*** Entries shown Section Begins ***

PR #439, opened 2022-01-10
Introduces extra check to create "partial" yamls

0sewa0:
Now we have 3 kubernetes yamls: (same for openshift):
- /config/deploy/kubernetes/**kubernetes.yaml**: All the stuff without the CSI driver stuff
- /config/deploy/kubernetes/**kubernetes-csi.yaml**: ONLY the CSI driver stuff
- /config/deploy/kubernetes/**kubernetes-all.yaml**: EVERYTHING (kubernetes.yaml + kubernetes-csi.yaml)

Now the user can easily deploy/remove the CSI driver related resources.

`kubernetes-all.yaml` and `openshift-all.yaml` is used for the local deployment scripts and olm


chrismuellner:
Do we need `kubernetes-all.yaml`?

0sewa0:
> Do we need `kubernetes-all.yaml`?

its mainly for dev stuff, the user doesn't need it AFAIK.
but its nicer in dev scripts to have 1 `kubectl apply` instead of 2

config/helm/chart/default/templates/Common/csi/clusterrole-csi.yaml
```diff
@@ -1,3 +1,5 @@
+{{- $platformIsSet := printf "%s" (required "Platform needs to be set to kubernetes, openshift" (include "dynatrace-operator.platformSet" .))}}
+{{ if eq (include "dynatrace-operator.needCSI" .) "true" }}
```
meik99, line 2: since we now let the user decide if they want to apply *-csi.yaml or not, do we still need the `needCSI` function?

config/helm/chart/default/templates/Common/activegate/serviceaccount-activegate.yaml
```diff
@@ -1,3 +1,5 @@
+{{- $platformIsSet := printf "%s" (required "Platform needs to be set to kubernetes, openshift, google" (include "dynatrace-operator.platformSet" .))}}
+{{ if eq (include "dynatrace-operator.partial" .) "false" }}
```
meik99, line 2: `partial` is not really a meaningful name.
consider changing it to something like, e.g.,  `isCSI`

meik99 (changes requested):

config/helm/chart/default/templates/Common/csi/clusterrole-csi.yaml
0sewa0: still needed for the `helm` stuff

config/helm/chart/default/templates/Common/activegate/serviceaccount-activegate.yaml
0sewa0: my idea was that we could have other stuff in the future that we want to have a separate yaml for so that is why I chosen the name `partial`

if you look at the definition of `dynatrace-operator.partial` at https://github.com/Dynatrace/dynatrace-operator/pull/439/files#diff-212cec223aa4e2a1a063b33607deb1de9a46b96f698d7d9c0e57990f02a30cd7R100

*** Entries shown Section Ends ***

From the first line of the data above to the line holding "- /config/deploy/kubernetes/**kubernetes-csi.yaml**: ONLY", reproduce each line exactly; emit no other lines.

▶ [Exercise response]:
PR #439, opened 2022-01-10
Introduces extra check to create "partial" yamls

0sewa0:
Now we have 3 kubernetes yamls: (same for openshift):
- /config/deploy/kubernetes/**kubernetes.yaml**: All the stuff without the CSI driver stuff
- /config/deploy/kubernetes/**kubernetes-csi.yaml**: ONLY the CSI driver stuff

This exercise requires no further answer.